Predominantly affected are the face, back of the hands and forearms, i.e. the areas most exposed to sunlight.
Therapy
All skin changes with suspected malignancy should be surgically removed or the diagnosis confirmed by a fine tissue (histological) examination.
Melanoma, white skin cancer ((prickle cell carcinoma, spinalioma) and most basal cell carcinomas must be surgically removed completely and sometimes with a safety margin (melanoma). Actinic keratoses can be treated non-invasively by nitrogen therapy, various local therapeutics or a combination therapy of CO2 laser and subsequent light treatment (so-called photodynamic therapy, PDT). The latter is a gentle, elegant and at the same time very effective healing method with the best medical and cosmetic results.
Photodynamic therapy (PDT):
PDT has been increasingly used in recent years to treat superficial white skin cancer (actinic keratoses, flat basal cell carcinomas, in situ Bowen's disease-type carcinomas). Advantages of the treatment, which can usually be performed without local anesthesia, are low invasiveness and scar-free healing with excellent therapeutic success.
Article Südkurier about a lecture of Dr. Braun to the European dermatologists in Brussels
The dermatologist Dr. Martin Braun from Überlingen is an expert in the field of skin cancer treatment. Thus, he was invited as a speaker to the European capital Brussels to present his experiences and innovative findings from practice to the "European Society for Photodynamic Therapy (short: EURO-PDT)" in a guest lecture. During his long career, he has performed over 70,000 skin cancer treatments and nearly 10,000 photodynamic therapies.
Photodynamic therapy (PDT) involves a gentle light treatment to cure white skin cancer. Dr. Braun has succeeded in both shortening the treatment time of this method tenfold to 1-2 minutes and avoiding the associated pain for patients. He refers to this form of treatment, which has been specially developed by Dr. Braun, as "PDT-Light".
During the lecture, Dr. Braun's descriptions of his personal experiences during several treatments that he performed on himself with the "PDT-Light" therapy received special attention.
How does PDT work? The cells of our body are constantly renewed. In the process, a certain substance, the so-called DNA, provides the blueprint of the genetic material. If small "errors" in cell division now occur - triggered, for example, by many years of exposure to UV rays from sunlight - a malignant degeneration can develop in the cell. Cells with DNA damage preferentially take up a certain substance, aminolevulinic acid (ALA). This is a naturally occurring substance in the human body that is needed in the formation of red blood pigment. From the "sick" cells, ALA is converted into protoporphyrin (PP), which is very sensitive to light. When exposed to light, this substance provokes the decomposition of oxygen molecules into oxygen radicals, which are toxic for the cell - it dies. Healthy skin cells are largely spared. PDT has taken advantage of this repair mechanism of nature. If it is possible to completely convert the ALA in the cancerous skin cells (by applying additional ALA to the skin) into the highly light-sensitive protoporphyrin, the diseased cells can be destroyed by the subsequent irradiation with red light. They are then replaced by regrowing healthy skin cells.

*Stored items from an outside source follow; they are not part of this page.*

PR #171, opened 2020-09-09
Fetch remote gpg keys from repo config

oliverkurth:
This PR adds downloading gpg keys from remote locations (http, ftp, ..). The key is first downloaded into the cache area, then used like a local key. The cached key will be deleted after it has ben added to the key ring.

When merging the PR, please squash all changes.

### DIFF
--- a/client/rpmtrans.c
+++ b/client/rpmtrans.c
@@ -492,7 +492,7 @@ TDNFFetchRemoteGPGKey(
         BAIL_ON_TDNF_ERROR(dwError);
     }
 
-    dwError = TDNFFileNameFromUri(pszUrlGPGKey, &pszKeyLocation);
+    dwError = TDNFPathFromUri(pszUrlGPGKey, &pszKeyLocation);
     if (dwError == ERROR_TDNF_URL_INVALID)
     {
         dwError = ERROR_TDNF_KEYURL_INVALID;
@@ -683,7 +683,7 @@ TDNFTransAddInstallPkg(
         }
         else
         {
-            dwError = TDNFFileNameFromUri(pszUrlGPGKey, &pszLocalGPGKey);
+            dwError = TDNFPathFromUri(pszUrlGPGKey, &pszLocalGPGKey);
             if (dwError == ERROR_TDNF_URL_INVALID)
             {
                 dwError = ERROR_TDNF_KEYURL_INVALID;
--- a/client/rpmtrans.c
+++ b/client/rpmtrans.c
@@ -473,6 +473,82 @@ TDNFTransAddReInstallPkgs(
 }
 
 uint32_t
+TDNFFetchRemoteGPGKey(
+    PTDNF pTdnf,
+    const char* pszRepoName,
+    const char* pszUrlGPGKey,
+    char** ppszKeyLocation
+    )
+{
+    uint32_t dwError = 0;
+    char* pszFilePath = NULL;
+    char* pszFilePathCopy = NULL;
+    char* pszDownloadCacheDir = NULL;
+    char* pszKeyLocation = NULL;
+
+    if(!pTdnf || IsNullOrEmptyString(pszRepoName || IsNullOrEmptyString(pszUrlGPGKey)))
+    {
+        dwError = ERROR_TDNF_INVALID_PARAMETER;
+        BAIL_ON_TDNF_ERROR(dwError);
+    }
+
+    dwError = TDNFFileNameFromUri(pszUrlGPGKey, &pszKeyLocation);
+    if (dwError == ERROR_TDNF_URL_INVALID)
+    {
+        dwError = ERROR_TDNF_KEYURL_INVALID;
+    }
+    BAIL_ON_TDNF_ERROR(dwError);
+
+    dwError = TDNFAllocateStringPrintf(
+                  &pszFilePath,
+                  "%s/%s/keys/%s",
+                  pTdnf->pConf->pszCacheDir,
+                  pszRepoName,
+                  pszKeyLocation);
+    BAIL_ON_TDNF_ERROR(dwError);
+
+    // dirname() may modify the contents of path, so it may be desirable to
+    // pass a copy when calling this function.
+    dwError = TDNFAllocateString(pszFilePath, &pszFilePathCopy);
+    BAIL_ON_TDNF_ERROR(dwError);
+    pszDownloadCacheDir = dirname(pszFilePathCopy);
+    if(!pszDownloadCacheDir)
+    {
+        dwError = ENOENT;
+        BAIL_ON_TDNF_SYSTEM_ERROR(dwError);
+    }
+
+    if(access(pszDownloadCacheDir, F_OK))
+    {
+        if(errno != ENOENT)
+        {
+            dwError = errno;
+        }
+        BAIL_ON_TDNF_SYSTEM_ERROR(dwError);
+
+        dwError = TDNFUtilsMakeDirs(pszDownloadCacheDir);
+        BAIL_ON_TDNF_ERROR(dwError);
+    }
+
+    dwError = TDNFDownloadFile(pTdnf, pszRepoName, pszUrlGPGKey, pszFilePath,
+                               NULL, 0, NULL);
+    BAIL_ON_TDNF_ERROR(dwError);
+
+    *ppszKeyLocation = pszFilePath;
+
+cleanup:
+    TDNF_SAFE_FREE_MEMORY(pszFilePathCopy);
+    TDNF_SAFE_FREE_MEMORY(pszKeyLocation);
+    return dwError;
+
+error:
+    fprintf(stderr, "Error processing key: %s\n", pszUrlGPGKey);
+    TDNF_SAFE_FREE_MEMORY(pszFilePath);
+    *ppszKeyLocation = NULL;
+    goto cleanup;
+}
+
+uint32_t
 TDNFTransAddInstallPkg(
     PTDNFRPMTS pTS,
     PTDNF pTdnf,
@@ -492,9 +568,11 @@ TDNFTransAddInstallPkg(
     FD_t fp = NULL;
     char* pszDownloadCacheDir = NULL;
     char* pszUrlGPGKey = NULL;
+    char* pszLocalGPGKey = NULL;
     PTDNF_CACHED_RPM_ENTRY pRpmCache = NULL;
     rpmKeyring pKeyring = NULL;
     int nAnswer = 0;
+    int nRemote = 0;
 
     dwError = TDNFAllocateStringPrintf(
                   &pszRpmCacheDir,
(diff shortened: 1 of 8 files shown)


client/rpmtrans.c
```diff
@@ -472,6 +472,78 @@ TDNFTransAddReInstallPkgs(
...
+    const char* pszUrlGPGKey,
+    char** ppszKeyLocation)
+{
+    uint32_t dwError = 0;
+    char* pszKeyCacheDir = NULL;
+    char* pszFilePath = NULL;
+    char* pszFilePathCopy = NULL;
+    char* pszDownloadCacheDir = NULL;
+    char* pszKeyLocation = NULL;
+
```
tapakund, line 488: please NULL check for all the arguments.

client/rpmtrans.c
```diff
@@ -472,6 +472,78 @@ TDNFTransAddReInstallPkgs(
...
+    dwError = TDNFAllocateStringPrintf(
+                  &pszKeyCacheDir,
+                  "%s/%s/%s",
+                  pTdnf->pConf->pszCacheDir,
+                  pszRepoName,
+                  "keys");
+    BAIL_ON_TDNF_ERROR(dwError);
+
+    dwError = TDNFFileNameFromUri(pszUrlGPGKey, &pszKeyLocation);
+
```
tapakund, line 501: BAIL_ON_TDNF_ERROR(dwError); missing.

client/rpmtrans.c
```diff
@@ -591,14 +665,36 @@ TDNFTransAddInstallPkg(
...
 
-        dwError = TDNFImportGPGKey(pTS->pTS, pszUrlGPGKey);
+        dwError = TDNFImportGPGKey(pTS->pTS, pszLocalGPGKey);
         BAIL_ON_TDNF_ERROR(dwError);
 
-        dwError = TDNFGPGCheck(pKeyring, pszUrlGPGKey, pszFilePath);
+        dwError = TDNFGPGCheck(pKeyring, pszLocalGPGKey, pszFilePath);
         BAIL_ON_TDNF_ERROR(dwError);
 
+        if (nRemote) {
```
tapakund: please move the { for if to next line.

client/rpmtrans.c
```diff
@@ -591,14 +665,36 @@ TDNFTransAddInstallPkg(
...
+            if(unlink(pszLocalGPGKey))
```
tapakund: space if (

common/utils.c
```diff
@@ -416,3 +416,94 @@ TDNFYesOrNo(
...
 
+uint32_t TDNFUriIsRemote(
+    const char* pszKeyUrl,
+    int *pnRemote
+)
+{
+    uint32_t dwError = 0;
+    const char *szRemotes[] = {"http://", "https://", "ftp://",
+                               "ftps://", NULL};
+    int i = 0;
```
tapakund, line 458: check the arguments before using it.

common/utils.c
```diff
@@ -416,3 +416,94 @@ TDNFYesOrNo(
...
+
+    *pnRemote = 0;
+    for(i = 0; szRemotes[i]; i++) {
+        if (strncasecmp(pszKeyUrl, szRemotes[i], strlen(szRemotes[i])) == 0) {
+            *pnRemote = 1;
+            break;
+        }
+    }
+    if (szRemotes[i] == NULL && strncasecmp(pszKeyUrl, "file://", 7) != 0) {
+       dwError = ERROR_TDNF_INVALID_PARAMETER;
```
tapakund: let me know your thoughts if we set some specific error here other than invalid parameters?

common/utils.c
```diff
@@ -416,3 +416,94 @@ TDNFYesOrNo(
...
+uint32_t TDNFFileNameFromUri(
+    const char* pszKeyUrl,
+    char** ppszFile)
+{
+    uint32_t dwError = 0;
+    const char* pszPath = NULL;
+    char *pszFile = NULL;
+    size_t nOffset;
+    const char *szPrefixes[] = {"http://", "https://", "ftp://",
+                                "ftps://", "file://", NULL};
```
tapakund, line 493: check the arguments before using it.

common/utils.c
```diff
@@ -416,3 +416,94 @@ TDNFYesOrNo(
...
+    int i = 0;
+
+    for(i = 0; szPrefixes[i]; i++) {
+        if (strncasecmp(pszKeyUrl, szPrefixes[i], strlen(szPrefixes[i])) == 0) {
+            nOffset = strlen(szPrefixes[i]);
+            break;
+        }
+    }
+    if (szPrefixes[i] == NULL) {
+       dwError = ERROR_TDNF_INVALID_PARAMETER;
```
tapakund: same here : let me know your thoughts if we set some specific error here other than invalid parameters?

common/utils.c
```diff
@@ -416,3 +416,94 @@ TDNFYesOrNo(
...
+       BAIL_ON_TDNF_ERROR(dwError);
+    }
+
+    pszPath = pszKeyUrl + nOffset;
+
+    if(!pszPath || *pszPath == '\0')
+    {
+        dwError = ERROR_TDNF_INVALID_PARAMETER;
```
tapakund: here as well: let me know your thoughts if we set some specific error here other than invalid parameters?

common/utils.c
```diff
@@ -416,3 +416,94 @@ TDNFYesOrNo(
...
+        BAIL_ON_TDNF_ERROR(dwError);
+    }
+
+    if(*pszPath != '/')
+    {
+        //skip hostname in the uri.
+        pszPath = strchr (pszPath, '/');
+        if(pszPath == NULL)
+        {
+            dwError = ERROR_TDNF_INVALID_PARAMETER;
```
tapakund: same here as well.

common/utils.c
```diff
@@ -416,3 +416,94 @@ TDNFYesOrNo(
...
+
+    if(!pszPath || *pszPath == '\0')
+    {
+        dwError = ERROR_TDNF_INVALID_PARAMETER;
+        BAIL_ON_TDNF_ERROR(dwError);
+    }
+
+    if (strchr (pszPath, '#') != NULL)
+    {
+        dwError = ERROR_TDNF_INVALID_PARAMETER;
```
tapakund: here as well.

client/rpmtrans.c
```diff
@@ -472,6 +472,78 @@ TDNFTransAddReInstallPkgs(
...
+cleanup:
+    TDNF_SAFE_FREE_MEMORY(pszFilePathCopy);
+    TDNF_SAFE_FREE_MEMORY(pszKeyCacheDir);
+    TDNF_SAFE_FREE_MEMORY(pszKeyLocation);
+    return dwError;
+
+error:
+    fprintf(stderr, "Error processing key: %s\n", pszUrlGPGKey);
+    TDNF_SAFE_FREE_MEMORY(pszFilePath);
+    goto cleanup;
```
tapakund, line 548: better to set 

*ppszKeyLocation = NULL;

common/utils.c
oliverkurth: Good point. I replaced the error codes with `ERROR_TDNF_KEYURL_INVALID`.

client/rpmtrans.c
```diff
@@ -472,6 +472,86 @@ TDNFTransAddReInstallPkgs(
     return TDNFTransAddInstallPkgs(pTS, pTdnf, pInfo);
 }
 
+uint32_t
+TDNFFetchRemoteGPGKey(
+    PTDNF pTdnf,
+    const char* pszRepoName,
+    const char* pszUrlGPGKey,
+    char** ppszKeyLocation)
```
sidcha: The closing ')' goese in a new line with one level of indentation.

client/rpmtrans.c
```diff
@@ -472,6 +472,86 @@ TDNFTransAddReInstallPkgs(
...
+                  "keys");
+    BAIL_ON_TDNF_ERROR(dwError);
+
+    dwError = TDNFFileNameFromUri(pszUrlGPGKey, &pszKeyLocation);
+    BAIL_ON_TDNF_ERROR(dwError);
+
+    dwError = TDNFAllocateStringPrintf(
+                  &pszFilePath,
+                  "%s/%s",
+                  pszKeyCacheDir,
```
sidcha: Looks like this is the only place where `pszKeyCacheDir` is being used. Can we form `pszFilePath` directly?

common/utils.c
```diff
@@ -416,3 +416,106 @@ TDNFYesOrNo(
...
+
+    pszPath = pszKeyUrl + nOffset;
+
+    if(!pszPath || *pszPath == '\0')
+    {
+        dwError = ERROR_TDNF_KEYURL_INVALID;
+        BAIL_ON_TDNF_ERROR(dwError);
+    }
+
+    if (strchr (pszPath, '#') != NULL)
```
sidcha, line 521: This method must be a generic `get_file_name_from_url()`. So '#' is a valid URL char (for anchors) and must be treated accordingly.

So is a '?' (URL params) and other URL defined reserved chars. These are the two common URL additional info strings that I can remember. For starters handling these 2 would be sufficient.

common/utils.c
```diff
@@ -416,3 +416,106 @@ TDNFYesOrNo(
...
+
+uint32_t TDNFFileNameFromUri(
+    const char* pszKeyUrl,
+    char** ppszFile)
+{
+    uint32_t dwError = 0;
+    const char* pszPath = NULL;
+    char *pszFile = NULL;
+    size_t nOffset;
+    const char *szPrefixes[] = {"http://", "https://", "ftp://",
```
sidcha: Call this variable protocols to match the URL terminologies. Also, your error messages must be generic, no key related errors from here.

common/utils.c
```diff
@@ -416,3 +416,106 @@ TDNFYesOrNo(
...
+
+    if(*pszPath != '/')
+    {
+        //skip hostname in the uri.
+        pszPath = strchr (pszPath, '/');
+        if(pszPath == NULL)
+        {
+            dwError = ERROR_TDNF_KEYURL_INVALID;
+            BAIL_ON_TDNF_ERROR(dwError);
+        }
```
sidcha: This has some issues. Instead of `strchr` use `strrchr` to get the last occurrence of '/' and and then see if you > 1 chars in your remaining buf space (post striping '#' and '?').

sidcha (changes requested):
URL parsing needs work.

common/utils.c
oliverkurth: I don't follow - this is to skip over the hostname, if any. For example, if we started with "http://vmware.com/pathto/key.asc", `pszPath` would point to "vmware.com/pathto/key.asc". `strchr(pszPath, '/')` skips over the "vmware.com" so we get "/pasthto/key.asc", which is what we want.

OTOH, `strrchr()` would stop at "/key.asc". We want the whole path, not just the filename (agreed that the function name is misleading then. I didn't change it, just moved from `client/gpgcheck.c`).

common/utils.c
oliverkurth: I didn't write this code, just moved it from `client/gpgcheck.c`. It's a few years old. I found out that originally the function `g_filename_from_uri()` from glib was used - which would be ideal because it would handle all sorts of corner cases and also unescape the URL, but we moved away from glib. Recent versions of `libcurl` have the function `curl_url_get()` which we could use, see https://curl.haxx.se/libcurl/c/curl_url_get.html. Unfortunately this is not in Photon 3 yet. But since we link with curl anyway, I think we should use that as soon as it's available.

I don't think we have any use case in tdnf where we would accept a `#` in a URL. It's only useful AFAIK for HTML pages, which we don't use. A `?` may be a valid use case (although odd).

client/rpmtrans.c
oliverkurth: Fixed

client/rpmtrans.c
oliverkurth: Good point. Fixed.

common/utils.c
oliverkurth: Done. Maybe could have been called `pszSchemes` too.

oliverkurth: I also addressed the error message, and added a new code. It's a bit clums though because it needs to be translated by the caller.

common/utils.c
ppadmavilasom: fyi - glib removal is a conscious decision to reduce install size.

common/utils.c
ppadmavilasom: do we have use cases to support http and ftp? @cbsiddharth please check with security on this. i remember discussions around this..

ppadmavilasom (commented):
a question i have is if we should change the current verify path in rpmtrans and create an rpmts to verify and use with `RPMTRANS_FLAG_TEST` instead of creating a new keyring (i dont mean in this change, in existing code).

During treatment, there is often a sunburn-like burning sensation, and occasionally pain, which is relieved by cooling. If desired, an anesthetic cream can be applied or the treatment can be performed under local anesthesia. After PDT, temporary redness, brown discoloration, swelling and the formation of crusts may occur on the treated skin areas.
Unfortunately, the costs of PDT are not covered by statutory health insurance, but are usually fully reimbursed by private health insurance.